• **What needs to be done**:
Copy the records below word for word. Stop after the line that contains "2. Complete a survey".

Collected data
Start of Block
PR #62, opened 2016-03-11
Pattern library restructure

hamishtaplin:
### Changes
- moves css for pattern library out of the main css file for the runner app
###  Test
- `npm run compile`
- check pattern library isn't upside down


warrenbailey:
LGTM :+1:

PR #64, opened 2016-03-15
EQ 1 JSON format

warrenbailey:
**What**
Implementing the integration with RRM, so extracting the required information from the JWT. Also converting the users responses to the required JSON format for the data integration team.

**How to test**
1. Run the application
2. Complete a survey
3. In the logs locate the JSON response being sent downstream and check the format

**Who can review**


weapdiv-david:
LGTM :+1:  Will merge when you're happy with the deployment @warrenbailey

app/submitter/converter.py
```diff
@@ -0,0 +1,98 @@
...
+                      PERIOD_KEY: user.get_period_id()}
+
+        paradata = {}
+
+        response = {TYPE_KEY: TYPE, VERSION_KEY: VERSION, ORIGIN_KEY: ORIGIN, SURVEY_ID_KEY: survey_id,
+                    SUBMITTED_AT_KEY: datetime.datetime.now().strftime(settings.DATETIME_FORMAT),
+                    COLLECTION_KEY: collection, METADATA_KEY: metadata,
+                    PARADATA_KEY: paradata, DATA_KEY: data}
+
+        logger.error(json.dumps(response))
```
dhilton: Need to be careful here as we're dumping actual data into a log file unencrypted. Anyway we can just hide this behind a feature flag so we explicitly need to turn it on?

warrenbailey: I can just remove it, it's only there for debugging purposes. It's at the wrong level anyway.

PR #65, opened 2016-03-15
Generic factory

warrenbailey:
**What**
Implementing a generic factory class and refactoring code to use.

**How to test**
1. Check out this branch
2. Run the application and make sure nothing is broken

**Who can review**


LJBabbage:
Looks good, but you need to include the current factories maybe

warrenbailey:
@LJBabbage could we do that as a separate PR? It'll be good to get this in as it sets a pattern for any new factories?

LJBabbage:
@warrenbailey not a problem, it is a nice pattern that we can just look at

PR #68, opened 2016-03-17
eq-8 optional response. Update schema/model/parser to allow optional …

LJBabbage:
**What**
Add optional questions, and internationalise error messages

**How to test**
1. Open up the survey and test the form, only "What was the value of the business’s total retail turnover?" should be required.
2.  run pybabel extract -F babel.cfg -o app/translations/messages.pot .  and make sure the pot is updated with results from integer_type_check.py and required_check.py

n.b date from and to will be required but at present they are being worked on in another story

**Who can test**
Anyone but @LJBabbage


dhilton:
LGTM :+1:

PR #70, opened 2016-03-17
EQ 192 Dynamic Survey Loading

warrenbailey:
**What**
This change introduces two concepts.
1. The survey schema is now loaded from the file system based on the eq_id and the form_type. These values must be present in as JWT claims.
2. A new development mode which adds an additional page on the url '/dev'. This form allows you to enter values for the JWT, it will then create a token for you and redirect you to the login page. This page is only enabled if the environment variable EQ_DEV_MODE is set to true.

**How to test**
1. Check out this branch
2. Execute the run_app.sh script and check you can login and complete the survey. This script generates a token with the 0205 form type, therefore check the fuel question is present.
3. Browse to /dev and check a 404 not found is return.
4. Stop the server
5. Set the environment variable EQ_DEV_MODE=True in your shell
6. Start the application
7. Browse to http://localhost:5000/dev
8. You should now see a lovely styled form which you can enter values for the JWT claims
9. Enter some values and submit
10. Check you are logged into the survey

**Who can review**


LJBabbage:
:-1: Old schema

LJBabbage:
We need to make sure we don't have 2 MCI jsons at this stage. Otherwise we will be updating both all the time during development.

PR #71, opened 2016-03-18
remove leading zeroes from q_code (don't align with downstream formats)

dgunthor:
we haven't changed our end yet (Andy Howells doing this), so maybe hold off merging for now


warrenbailey:
LGTM :+1:

PR #75, opened 2016-03-18
eq-1 date range entry

hamishtaplin:
## Changes
- refactored `<select>` elements in date entry template into a macro
- wired back-end validation in to date entries
- upon validation, user-entered data (ie. the date) is retained in date fields
## Test
- `npm run compile`
- submit page without entering a date
  -- confirm "this field is required" error message
- enter an invalid date (eg. 31 February 2016)
  -- confirm "this is not a valid date" error message

### DIFF
--- a/app/data/1_0205.json
+++ b/app/data/1_0205.json
@@ -32,7 +32,7 @@
                                   "mandatory":true
                                 },
                                 {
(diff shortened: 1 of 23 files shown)


warrenbailey:
LGTM :+1:

PR #76, opened 2016-03-21
EQ3 - Adding a text area validator to fix the comments submission issue

warrenbailey:
**What**
Fixes the comment entry box by adding the missing validator class. Also cleaning any user input using bleach, this should stop HTML and Javascript injection. I've also added a display properties section to the schema to allow us to specify max length for a text area.

**How to test**
1. Checkout this branch
2. Make sure you can complete a survey with comments
3. Check you cannot enter html or javascript code into the comments box

**Who can review**


weapdiv-david:
LGTM :+1:

PR #78, opened 2016-03-22
Fixing dev page and adding unit test

warrenbailey:
**What**
Fix for the dev page. Adding a check to the survey template for the data object, if it's not present don't show the extra info. Also adding a unit test to check the dev page is returning a 200.

**How to test**
1. Run the application and check you can hit http://localhost:5000/dev

**Who can review**


weapdiv-david:
LGTM :+1:

PR #523, opened 2016-10-25
Eq 650 Implement Previous + Next from Schema

iwootten:

Moved to using the schema for navigation, rather than methods on the questionnaire manager. Added a new class Navigator, which deals with finding block and location paths through a survey from a schema. Refactored all the previous routing behaviour to use new navigator and removed redundant dependencies. 

It's been necessary to modify the way a schema is loaded, so it returns a tuple of the parsed schema and original json, so the navigator is able to take the json as an argument.
### How to review

Review the approach, confirm that tests pass and test coverage is appropriate.


app/main/errors.py
```diff
@@ -0,0 +1,73 @@
+import logging
```
benjefferies: Think this can be removed as it's superseded by app/main/view/errors.py

iwootten:
Codecov's patch is complaining as I've refactored a number of method names in preexisting files. I've managed to bump them quite a lot by mocking out boto, but not enough to get our current target of 90.3%. 

I think the patch blocking a PR isn't helpful, given it's difficult to know what the coverage of a patch will be before letting codecov run, so we're forever making updates to a PR to get it to increase.

collisdigital:
This is the coverage report: https://codecov.io/gh/ONSdigital/eq-survey-runner/compare/b9b82d14406a662b6c8bede15bc3ee72e18347c4...9f5190fde5b3680b688116dffcf12997fe2a8240

We can either disable blocking the PR or change the codecov setting (i.e. just fix it at 85% rather than always the same or higher than the parent branch...

app/questionnaire/navigator.py
```diff
@@ -0,0 +1,176 @@
...
+    return path
+
+
+class Navigator:
+
+    def __init__(self, survey_json):
+        self.survey_json = survey_json
+        self.blocks = self.get_blocks()
+        self.first_block_id = self.blocks[0]['id']
+        self.location_path = ['introduction']
```
benjefferies: Is this making the assumption there will always be a introduction, is that the case now?

app/questionnaire/navigator.py
```diff
@@ -0,0 +1,176 @@
...
+        """
+        Returns a list of url locations visited based on answers provided
+        :param answers:
+        :return:
+        """
+        answers = answers or {}
+        routing_path = visit_block(self.blocks, self.first_block_id, answers, [])
+        location_path = self.location_path
+        location_path.extend(routing_path)
+        location_path.extend(['summary', 'thank-you'])
```
benjefferies: Is this making the assumption there will always be a summary and thank you page, is that the case now?

app/questionnaire/questionnaire_manager.py
```diff
@@ -42,6 +42,8 @@ def __init__(self, schema, current=None, first=None, tail=None, archive=None, va
         else:
             self._valid_locations = self._build_valid_locations()
```
benjefferies, line 43: Does build_path() do something similar to this when given no answers? It would be worth using that I guess if it is the case

app/questionnaire/questionnaire_manager.py
```diff
@@ -341,7 +325,15 @@ def _conditional_display(self, item):
 
         if item.schema_item:
 
-            item.skipped = ConditionalDisplay.is_skipped(item.schema_item, self)
+            item.skipped = False
+
+            if hasattr(item.schema_item, 'skip_condition') and item.schema_item.skip_condition:
+                rule = item.schema_item.skip_condition.__dict__
+                rule['when'] = rule['when'].__dict__
```
jonnyshaw89, line 332: I get the following error from this line when completing the star wars survey
`File "/Users/jonshaw/code/eq-survey-runner/app/questionnaire/questionnaire_manager.py", line 332, in _conditional_display
    rule['when'] = rule['when'].__dict__
AttributeError: 'dict' object has no attribute '__dict__'`

LJBabbage: It works for me oddly, and I can see all whens in rules are dicts

jonnyshaw89: It also no longer breaks for me. Worth investigating? or ignoring and putting it down to switching between branches etc?

LJBabbage:
If I click on the first page I prefer Star Trek, it gives me a 500 error
block_id_index = next(index for (index, b) in enumerate(blocks) if b["id"] == block_id)
StopIteration

app/globals.py
```diff
@@ -0,0 +1,47 @@
...
+    if schemas is None:
+        try:
+            schemas = g._schemas = load_all_schemas()
+        except Exception as e:
+            logger.error("schemas failed to init", exception=repr(e))
+
+    return schemas
+
+
+def get_schema(eq_id, form_type):
```
LJBabbage: Is this function being called? questionnaire_factory still seems to be pointed at the old get_schema in schema.py

app/globals.py
```diff
@@ -0,0 +1,47 @@
...
+from app.schema_loader.schema_loader import load_all_schemas
+
+from flask import g
+
+logger = logging.getLogger(__name__)
+
+
+def get_schemas():
+    # Sets up a single schema accessor instance throughout app.
+    schemas = g.get('_schemas')
```
LJBabbage: This is for request scope, not sure why we would load every schema is we lose it after the request

LJBabbage: Won't this always be None as its requests scope, also why are we loading all schemas in request scope

app/globals.py
iwootten: Good spot - I was using flask globals but ended up ditching the approach given the questionnaire manager is tested outside of a flask request.

app/globals.py
iwootten: No, worked the same as the other get globals. Have removed this all for now, given it's not used. Finally codecov is happy now.

iwootten:
@LJBabbage - The recursive visit_block method was only working with block ids and had no idea interstitial pages could be jumped to. Have added a test to catch it and handled the case.

app/questionnaire/navigator.py
```diff
@@ -0,0 +1,182 @@
...
+    def get_first_block_id(self):
+        return self.survey_json['groups'][0]['blocks'][0]['id']
+
+    def get_blocks(self):
+        blocks = []
+        for group in self.survey_json['groups']:
+            blocks.extend([block for block in group['blocks']])
+        return blocks
+
+    def get_block_ids(self):
```
collisdigital: There's no test coverage on this function; which is suspicious, would have thought other tests would have hit it indirectly, is this function redundant ?

https://codecov.io/gh/ONSdigital/eq-survey-runner/compare/b9b82d14406a662b6c8bede15bc3ee72e18347c4...333b0e5b685e2fab03a8eb7ad9cdaeac72c01c1a#6170702F7175657374696F6E6E616972652F6E6176696761746F722E7079-108

app/questionnaire/navigator.py
```diff
@@ -0,0 +1,182 @@
...
+
+    # Evaluate the condition on the routing rule
+    if condition == 'equals' and match_value == answer:
+        return True
+    elif condition == 'not equals' and match_value != answer:
+        return True
+    return False
+
+
+def visit_block(blocks, block_id, answers, path):
```
ajmaddaford: I think this function name should more clearly reflect what is does, something like `build_path` (which it does by visiting blocks)

app/questionnaire/navigator.py
```diff
@@ -0,0 +1,182 @@
...
+                return visit_block(blocks, goto_rule['id'], answers, path)
+    else:
+        if block_id_index != len(blocks) - 1:
+            next_block_id = blocks[block_id_index + 1]['id']
+            return visit_block(blocks, next_block_id, answers, path)
+    return path
+
+
+class Navigator:
+    PROCEEDING_INTERSTITIAL_PATH = ['introduction']
```
ajmaddaford: I think this should be preceding rather than proceeding?

app/questionnaire/navigator.py
```diff
@@ -0,0 +1,182 @@
...
+        """
+        Returns a list of the block ids visited based on answers provided
+        :return: List of block ids
+        """
+        answers = answers or {}
+        routing_path = []
+
+        return visit_block(self.blocks, self.first_block_id, answers, routing_path)
+
+    def get_location_path(self, answers=None):
```
ajmaddaford, line 114: I think `get_locations_visited` would be a better name

app/questionnaire/navigator.py
```diff
@@ -0,0 +1,182 @@
...
+
+            if current_block_id in routing_path:
+                block_route_index = routing_path.index(current_block_id)
+
+                if block_route_index != 0:
+                    return routing_path[block_route_index - 1]
+
+        return current_block_id
+
+    def get_next_block_id(self, answers=None, current_block_id=None):
```
ajmaddaford: I can only see this method used in the tests - has this been superseded by `get_next_location`?

app/schema_loader/schema_loader.py
```diff
@@ -27,48 +27,64 @@ def load_schema(eq_id, form_type):
...
         s3 = boto3.resource('s3')
         schemas_bucket = s3.Bucket(settings.EQ_SCHEMA_BUCKET)
         for key in schemas_bucket.objects.all():
             files.append(key.key)
     except botocore.exceptions.ClientError as e:
         logging.error("S3 error: %s", e.response['Error']['Code'])
+    return files
+
+
+def load_all_schemas():
```
ajmaddaford: Unused method?

ajmaddaford (changes requested):

app/questionnaire/navigator.py
iwootten: I'm not sure, given the list of locations haven't yet been visited, at least from a respondents point of view.

app/questionnaire/navigator.py
iwootten: Sure thing.

app/schema_loader/schema_loader.py
iwootten: Yup

app/questionnaire/navigator.py
iwootten: Yes, you're right.

app/questionnaire/navigator.py
iwootten: Yes.

app/questionnaire/navigator.py
iwootten: Yes.

app/questionnaire/questionnaire_manager.py
iwootten: Unless this can be replicated (I've never hit this issue and don't on this branch), then I can't see how we would pursue it.

app/utilities/schema.py
```diff
@@ -16,11 +16,11 @@ def get_schema():
...
-    if not schema:
+    json_schema, schema = load_and_parse_schema(eq_id, form_type)
+    if not json_schema:
         raise ValueError("No schema available")
     logger.debug("Constructing brand new User Journey Manager")
-    return schema
+    return json_schema, schema
 
 
 def load_and_parse_schema(eq_id, form_type):
```
benjefferies, line 30: The docs are missing the other return object

benjefferies (changes requested):

app/questionnaire/questionnaire_manager.py
iwootten: Yes, leaving this for @jonnyshaw89's PR branching from this.

ajmaddaford (approved):

app/questionnaire/navigator.py
```diff
@@ -0,0 +1,174 @@
...
+        a set of answers
+        :param routing_path:
+        :param answers:
+        :return:
+        """
+        answers = answers or {}
+        routing_path = routing_path or build_path(self.blocks, self.first_block_id, answers, [])
+        last_routing_block_id = routing_path[len(routing_path) - 1]
+
+        if self.blocks[len(self.blocks) - 1]['id'] == last_routing_block_id:
```
benjefferies: self.blocks[-1]['id'] could work here I think?

app/questionnaire/navigator.py
```diff
@@ -0,0 +1,174 @@
...
+        """
+        Determines whether the end of a given routing path can be reached given
+        a set of answers
+        :param routing_path:
+        :param answers:
+        :return:
+        """
+        answers = answers or {}
+        routing_path = routing_path or build_path(self.blocks, self.first_block_id, answers, [])
+        last_routing_block_id = routing_path[len(routing_path) - 1]
```
benjefferies: routing_path[-1] could work here I think?

benjefferies (approved):

PR #529, opened 2016-10-27
Refactor summary to use answer dict and schema dict

benjefferies:

### How to review
* Refactoring summary model logic to use answer and schema dict which is
  essential a json representation of the answers and schema json.
* Refactoring plumber/template logic to use jinja instead of homegrown
 template implementation.
* Add new jinja filter for pretty dates.
* Summary page data-qa attribute hooks use element ids instead of an id
  based on the loop iteration
* Removing formatter registry for summary page.

All tests should still pass


app/templates/partials/summary/checkbox.html
```diff
@@ -1,5 +1,5 @@
 <ul class="u-m-no">
-  {% for answer in sub_item.answer %}
+  {% for answer in answer.answer %}
```
iwootten: This is pretty confusing..

app/templates/partials/summary/currency.html
```diff
@@ -0,0 +1 @@
+{{answer.answer|format_currency}}
```
iwootten: Similarly here.

app/templates/partials/summary/date.html
```diff
@@ -1,3 +1,3 @@
 {% set date_format = '%d %b %Y' %}
 
-{{sub_item.answer[0].value.strftime(date_format)}} to {{sub_item.answer[1].value.strftime(date_format)}}
+{{answer.answer['from'].strftime(date_format)}} to {{answer.answer['to'].strftime(date_format)}}
```
iwootten: and here...

app/templating/model_builder.py
```diff
@@ -0,0 +1,55 @@
...
+
+    return render_data
+
+
+def _build_summary(questionnaire_schema):
+    q_manager = g.questionnaire_manager
+    answers = q_manager.get_answers()
+    path = q_manager.navigator.get_routing_path(answers)
+    sections = []
+    for group in questionnaire_schema['groups']:
```
iwootten, line 51: I wonder if we should group all the carving up of the schema into a simple helper class that can then be reused? Currently a lot of similar stuff is done in Navigator too.

app/templating/summary/question.py
```diff
@@ -0,0 +1,76 @@
...
+        self.id = question_schema['id']
+        self.type = question_schema['type']
+        self.skip_condition = question_schema.get('skip_condition')
+        answer_schema = question_schema['answers']
+        self.title = question_schema['title'] or answer_schema[0]['label']
+        self.answers = Question._build_answers(block_id, question_schema, answer_schema, answers)
+
+    def is_skipped(self, answers):
+        if self.skip_condition is not None:
+            answer = answers[self.skip_condition['when']['id']]
```
iwootten: Will we always have an answer in answers that has a matching id?

app/templating/summary/question.py
```diff
@@ -0,0 +1,76 @@
...
+            return evaluate_rule(self.skip_condition, answer)
+
+        return False
+
+    @staticmethod
+    def _build_answers(block_id, question_schema, answer_schema, answers):
```
iwootten: Does it make sense that these methods are instance methods and the class holds the arguments when initialised, so we don't have to keep passing them in?

app/templating/summary/section.py
```diff
@@ -0,0 +1,18 @@
...
+
+class Section:
+
+    def __init__(self, block_id, section_schema, answers):
+        self.id = section_schema['id']
+        self.title = section_schema['title']
+        self.questions = Section._build_questions(block_id, section_schema, answers)
+
+    @staticmethod
+    def _build_questions(block_id, section_schema, answers):
```
iwootten, line 12: Same comment regarding instance vs static methods here too

tests/app/piping/test_plumber.py
```diff
@@ -23,74 +26,10 @@ def test_plumb_item(self):
...
-        self.plumber.plumb_item(item)
+        with patch('app.piping.plumber.render_template_string', return_value="Property One is value one, while Property Two is value two"):
+            self.plumber.plumb_item(item)
 
         self.assertEquals(item.description, "Property One is value one, while Property Two is value two")
-
-        item2 = ObjectFromDict({
-            "id": "item2",
-            "templatable_properties": ['property_one', 'property_two', 'property_three'],
-            "property_one": "Date is {dates.first_april_2016:%-d %B %Y}",
```
iwootten, line 38: We probably should keep some tests to demonstrate dates are correctly formatted.

iwootten (changes requested):

app/templating/summary/question.py
benjefferies: I think we should have an answer but I have used .get() incase

app/templating/summary/question.py
benjefferies: Debatable?

app/templating/summary/section.py
benjefferies: Debatable?

tests/app/piping/test_plumber.py
benjefferies: I have added a unit test for the function and we already have integration tests covering this

app/jinja_filters.py
```diff
@@ -4,78 +4,21 @@
...
+def format_currency(value):
     return "£{:,}".format(value)
 
-blueprint.add_app_template_filter(format_currency)
-
 
-@contextfilter
 @blueprint.app_template_filter()
-def prettify(context, code):
+def prettify(code):
```
ajmaddaford: This method is only ever used in `templates/macros/patterns.html`, which is no longer used since all the patterns stuff was removed in an earlier pull request. I think we should remove this method and the template as part of this pull request.

app/piping/plumber.py
```diff
@@ -44,7 +46,7 @@ def _plumb(self, item, templatable_property):
             template = getattr(item, templatable_property)
```
ajmaddaford: I think this variable would be clearer named `template_string` rather than `template`.

app/piping/plumber.py
```diff
@@ -2,6 +2,8 @@
 
 import re
 
+from flask import render_template_string
```
ajmaddaford, line 5: We should consider using jinja directly rather than via flask here, maybe as part of a future piece of work though.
End of Block
• **Response to the task**:
PR #62, opened 2016-03-11
Pattern library restructure

hamishtaplin:
### Changes
- moves css for pattern library out of the main css file for the runner app
###  Test
- `npm run compile`
- check pattern library isn't upside down


warrenbailey:
LGTM :+1:

PR #64, opened 2016-03-15
EQ 1 JSON format

warrenbailey:
**What**
Implementing the integration with RRM, so extracting the required information from the JWT. Also converting the users responses to the required JSON format for the data integration team.

**How to test**
1. Run the application
2. Complete a survey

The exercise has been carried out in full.